The task: Print the lines in the listing below that fall between the line with "English localisation only;" and the line with "this PR display-only._**", those two lines included, exactly as they stand and with nothing else.

┄┄┄┄┄┄┄┄┄┄

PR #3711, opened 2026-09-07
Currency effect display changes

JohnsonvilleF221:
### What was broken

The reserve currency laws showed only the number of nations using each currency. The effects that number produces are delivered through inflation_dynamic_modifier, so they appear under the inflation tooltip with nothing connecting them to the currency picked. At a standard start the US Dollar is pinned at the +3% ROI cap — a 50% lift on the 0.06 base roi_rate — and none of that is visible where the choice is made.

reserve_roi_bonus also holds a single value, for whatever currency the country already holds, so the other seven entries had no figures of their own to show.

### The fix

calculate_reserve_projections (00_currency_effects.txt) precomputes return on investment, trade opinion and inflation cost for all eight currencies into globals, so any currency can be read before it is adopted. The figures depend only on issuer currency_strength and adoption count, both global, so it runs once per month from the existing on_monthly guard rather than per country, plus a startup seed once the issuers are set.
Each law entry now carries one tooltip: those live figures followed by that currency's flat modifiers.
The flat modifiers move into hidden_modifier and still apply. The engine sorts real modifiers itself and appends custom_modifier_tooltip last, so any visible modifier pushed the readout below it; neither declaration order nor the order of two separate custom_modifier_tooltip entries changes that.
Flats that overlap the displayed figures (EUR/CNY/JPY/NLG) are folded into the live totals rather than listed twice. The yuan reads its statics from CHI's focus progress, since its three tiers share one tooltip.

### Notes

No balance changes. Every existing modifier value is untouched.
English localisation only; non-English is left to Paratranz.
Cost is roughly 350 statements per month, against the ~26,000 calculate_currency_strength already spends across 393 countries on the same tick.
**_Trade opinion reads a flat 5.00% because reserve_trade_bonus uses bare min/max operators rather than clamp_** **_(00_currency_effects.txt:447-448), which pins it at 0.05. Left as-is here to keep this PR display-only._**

┄┄┄┄┄┄┄┄┄┄

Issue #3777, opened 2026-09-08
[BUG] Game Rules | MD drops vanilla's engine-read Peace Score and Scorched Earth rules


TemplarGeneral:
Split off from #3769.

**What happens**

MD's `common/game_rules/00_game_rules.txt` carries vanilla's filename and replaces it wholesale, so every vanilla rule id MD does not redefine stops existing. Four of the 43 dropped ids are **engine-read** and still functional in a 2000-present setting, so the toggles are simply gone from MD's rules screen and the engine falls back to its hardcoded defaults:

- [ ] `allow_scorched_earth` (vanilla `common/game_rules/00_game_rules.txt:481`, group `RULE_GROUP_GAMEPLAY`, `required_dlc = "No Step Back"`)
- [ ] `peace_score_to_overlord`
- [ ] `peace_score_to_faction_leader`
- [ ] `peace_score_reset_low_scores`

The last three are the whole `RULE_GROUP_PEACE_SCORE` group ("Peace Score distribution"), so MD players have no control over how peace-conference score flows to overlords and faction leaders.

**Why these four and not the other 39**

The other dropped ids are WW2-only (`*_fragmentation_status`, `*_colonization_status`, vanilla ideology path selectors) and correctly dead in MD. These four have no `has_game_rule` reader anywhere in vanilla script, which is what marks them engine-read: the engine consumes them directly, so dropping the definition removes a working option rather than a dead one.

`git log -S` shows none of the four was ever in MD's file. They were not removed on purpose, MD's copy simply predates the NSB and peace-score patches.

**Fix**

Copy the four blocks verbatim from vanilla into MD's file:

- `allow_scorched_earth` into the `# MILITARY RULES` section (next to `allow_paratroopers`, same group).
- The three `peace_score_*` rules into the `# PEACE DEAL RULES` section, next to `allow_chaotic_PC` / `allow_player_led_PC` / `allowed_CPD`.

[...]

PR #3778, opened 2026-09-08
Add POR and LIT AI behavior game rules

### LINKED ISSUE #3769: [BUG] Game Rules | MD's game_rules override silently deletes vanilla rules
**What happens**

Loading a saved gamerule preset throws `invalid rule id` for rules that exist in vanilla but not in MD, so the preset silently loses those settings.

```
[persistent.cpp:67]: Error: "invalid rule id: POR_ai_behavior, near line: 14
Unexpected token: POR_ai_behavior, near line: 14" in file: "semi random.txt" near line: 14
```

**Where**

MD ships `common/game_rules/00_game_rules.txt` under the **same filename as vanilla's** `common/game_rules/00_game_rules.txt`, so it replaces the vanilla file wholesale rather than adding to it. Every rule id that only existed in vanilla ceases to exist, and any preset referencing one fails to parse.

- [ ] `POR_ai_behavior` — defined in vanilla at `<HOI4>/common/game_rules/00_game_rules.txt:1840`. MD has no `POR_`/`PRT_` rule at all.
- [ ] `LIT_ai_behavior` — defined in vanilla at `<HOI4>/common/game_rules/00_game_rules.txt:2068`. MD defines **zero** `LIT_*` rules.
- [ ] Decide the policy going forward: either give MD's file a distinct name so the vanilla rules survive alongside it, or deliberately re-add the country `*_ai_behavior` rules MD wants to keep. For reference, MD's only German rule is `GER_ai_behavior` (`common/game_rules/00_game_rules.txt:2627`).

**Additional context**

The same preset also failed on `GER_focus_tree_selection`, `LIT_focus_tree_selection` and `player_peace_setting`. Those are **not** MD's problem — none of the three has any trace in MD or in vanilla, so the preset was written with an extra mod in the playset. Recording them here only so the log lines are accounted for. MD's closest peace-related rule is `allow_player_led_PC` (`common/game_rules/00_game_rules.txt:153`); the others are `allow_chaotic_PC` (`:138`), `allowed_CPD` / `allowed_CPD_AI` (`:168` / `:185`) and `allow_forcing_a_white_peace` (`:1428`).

┄┄┄┄┄┄┄┄┄┄

Worked solution:
English localisation only; non-English is left to Paratranz.
Cost is roughly 350 statements per month, against the ~26,000 calculate_currency_strength already spends across 393 countries on the same tick.
**_Trade opinion reads a flat 5.00% because reserve_trade_bonus uses bare min/max operators rather than clamp_** **_(00_currency_effects.txt:447-448), which pins it at 0.05. Left as-is here to keep this PR display-only._**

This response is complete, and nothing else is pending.